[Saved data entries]
PR #8177, opened 2023-08-30
Update textarea component for window events

### LINKED ISSUE #7620: Textarea autosize doesn't work on page load & after resource save
### Package

filament/filament

### Package Version

v3.0.15

### Laravel Version

v10.18.0

### Livewire Version

v3.0-beta

### PHP Version

PHP 8.1.7

### Problem description

Textarea [auto sizing](https://filamentphp.com/docs/3.x/forms/fields/textarea#autosizing-the-textarea) works only when you write some text in the field.
If you click save amount of rows return to default. If you reload page result is the same.
Screenshot from 2023-08-10 00-46-42
Screenshot from 2023-08-10 00-46-29

### Expected behavior

Textarea with autosize attr has size of text in it as in Filament v2

### Steps to reproduce

1. Add long text to Textarea with autosize attr
2. Press save - check, reload page - check

### Reproduction repository

https://github.com/anatolyeltsov/filament/tree/textarea-autosize

### Relevant log output

_No response_

ilpav12:
Fix for issue #7620.
Added 'load' and 'resize' window event listeners to the textarea component. These changes are to ensure that, when using autosize, the textarea height is correct when the window is loaded or resized. This improves the responsiveness of the textarea component in different window sizes.

This is are the examples of how the textarea appears before the fix:
1. when typing and firing the 'input' event that calls the render() function that correctly updates the height 
image
2. when the page is reloaded the textarea goes back to the default height
image
3. when changing windows width the textarea does not update
image
image
After the fix the height is always correct in both cases.

### DIFF
--- a/packages/forms/resources/views/components/textarea.blade.php
+++ b/packages/forms/resources/views/components/textarea.blade.php
@@ -13,6 +13,8 @@
             ax-load-src="{{ \Filament\Support\Facades\FilamentAsset::getAlpineComponentSrc('textarea', 'filament/forms') }}"
             x-data="textareaFormComponent({ initialHeight: @js($initialHeight) })"
             x-ignore
+            x-on:load.window="render()"
+            x-on:resize.window="render()"
             x-on:input="render()"
             style="height: {{ $initialHeight }}rem"
             {{ $getExtraAlpineAttributeBag() }}


danharrin:
Closes #7620

danharrin:
Thanks!

packages/forms/resources/views/components/textarea.blade.php
```diff
@@ -13,6 +13,8 @@
             ax-load-src="{{ \Filament\Support\Facades\FilamentAsset::getAlpineComponentSrc('textarea', 'filament/forms') }}"
             x-data="textareaFormComponent({ initialHeight: @js($initialHeight) })"
             x-ignore
+            x-on:load.window="render()"
```
zepfietje, line 16: Shouldn't we just use `x-init` instead?

qrasa1:
As @zepfietje suggested `x-init` can indeed be used, one problem is that after saving the text area returns to default height. This can be fixed by adding `wire:ignore`. Plus idk why `x-on:resize.window="render()"` was added since it only works when you resize the browser's window.

packages/forms/resources/views/components/textarea.blade.php
ilpav12: I confirm that `x-init="render()"` has the same behavior as `x-on:load.window="render()"`

ilpav12:
@qrasa1 you are correct `wire:ignore` fixes height reset on save. I added the event on browser resize for the times like when you have the browser in full screen and then you split in half to copy some data from another window. I think this is a common behavior for single monitor users.

packages/forms/resources/views/components/textarea.blade.php
zepfietje: Should probably even be moved into `init()` in the JS file.

qrasa1: This won't work because the `init()` method can only be used in `x-data` or `Alpine.data()` as stated [here](https://alpinejs.dev/directives/init#auto-evaluate-init-method)

There's still one problem where if the `Textarea` is inside a modal, the auto size will work the first time, but not the second time. I think that's due to `x-init` only running once.

One possible but not optimal fix is to dispatch an event in `packages/support/resources/views/components/modal/index.blade.php` inside the `open` method like so:
`setTimeout(() => $wire.dispatch('modal-opened'), 500)` and then listen to it in `packages/forms/resources/views/components/textarea.blade.php` like so: `x-on:modal-opened.window="render()"`

I should note that there's already an `modal-opened` event being fired inside the `open` method:
```javascript
this.$refs.modalContainer.dispatchEvent(
                new CustomEvent('modal-opened', { id: '{{ $id }}' }),
            )
``` 
But it did not work, even after putting it inside `setTimeout`

zepfietje: > This won't work because the init() method can only be used in x-data or Alpine.data() as stated [here](https://alpinejs.dev/directives/init#auto-evaluate-init-method)

It should work; we use that pattern in many other components.

qrasa1: I did not know that you could use object syntax with `init`. It works btw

PROMPT:
Scan the records above for the lines holding "I should note" and "zepfietje: > This". Transcribe those two and every line between them word for word, and no others.

ANSWER TO THE EXERCISE:
I should note that there's already an `modal-opened` event being fired inside the `open` method:
```javascript
this.$refs.modalContainer.dispatchEvent(
                new CustomEvent('modal-opened', { id: '{{ $id }}' }),
            )
``` 
But it did not work, even after putting it inside `setTimeout`

zepfietje: > This won't work because the init() method can only be used in x-data or Alpine.data() as stated [here](https://alpinejs.dev/directives/init#auto-evaluate-init-method)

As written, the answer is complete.